Labour would welcome the chance to negotiate a Trans-Pacific Partnership trade pact if it did not get United States approval this year, leader Andrew Little said on Tuesday.
In a major speech on international affairs in Wellington, Little underscored Labour’s continuing “engagement” and his rejection of “isolationism”, despite the party’s opposition to the TPP in its current form, saying it was proudly a free trade party.
It used to be. Actions count more than words and Labour has turned its back on 25 years of bipartisan support for trade agreements.
He said the 12 country trade agreement, which includes Japan and the US, offered a weak deal on dairy.
But he said the question could become moot. If the US does not ratify it, it would die – and both Republican Donald Trump and Democrat Hillary Clinton were opposed to the TPP.

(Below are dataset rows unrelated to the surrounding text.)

PR #209, opened 2017-04-27
Update datatables format to handle format param on number and quantity

ljonka:


kghbln:
Thanks a lot for the pull request! I requested a review.

mwjames:
Thanks.

I cannot promise that I have time this weekend for a review but some details or examples that explain this change would be welcome.

ljonka:
Hello james, this change add format handling to datatables for number and quantity to show fractional digits as requested from user in #ask question, eg ?numberfield#-p3, currently this is ignored.

kghbln:
@mwjames Coundn't this be also an improvement for class datatable in SMW 3.0.0.

mwjames:
> Coundn't this be also an improvement for class datatable in SMW 3.0.0.

Not really because the values are already formatted in accordance with the printer preferences on the output format and represented as "pure" HTML by the time the `datatable` gets to transform the HTML.

The above case as well as the `datatables` format work a bit different from that it uses an object (DI) to modify the representation of a value.

I'm still a bit unsure about the use of `Intl.NumberFormat( 'latn', { minimumFractionDigits: decNum[2], maximumFractionDigits: decNum[2] } )` and its implications that's why I haven't merged it yet.

kghbln:
> Not really because the values are already formatted in accordance with the printer preferences on the output format and represented as "pure" HTML by the time the datatable gets to transform the HTML.

Ah, yeah, that makes sense.

ljonka:
according to https://www.mediawiki.org/wiki/Manual:Installation_requirements/en#PHP installation of php-intl is explained.

mwjames:
> according to https://www.mediawiki.org/wiki/Manual:Installation_requirements/en#PHP installation of php-intl is explained. SMW uses another formater: 

I'm aware of this but my issue is with `Intl.NumberFormat` in JS.

mwjames:
I haven't forgotten about this, it is just that SMW-core (or better the issues open in MW-core) keep me from doing other things during my volunteer support window.

ljonka:
see hallowelt fork for working version.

“It’s getting too late for President Obama to try to pass it before he leaves office. Congress already defeated him once on trade this year, and something big needs to change before he’ll risk being defeated again,” Little said.
“If TPP doesn’t progress this year, Labour would welcome the chance to be part of resumed negotiations leading to an agreement that does away with more tariffs, without curtailing the ability of countries to make laws in their own interests.”
Little is in fairy land. Trump and Clinton are against TPP because they say countries like NZ and Australia got too good a deal at the expense of the US. Their constituencies don’t want any tariff reductions at all.
If TPP does not pass in the lame duck session of Congress, it is dead as a door knob. It won’t be renegotiated.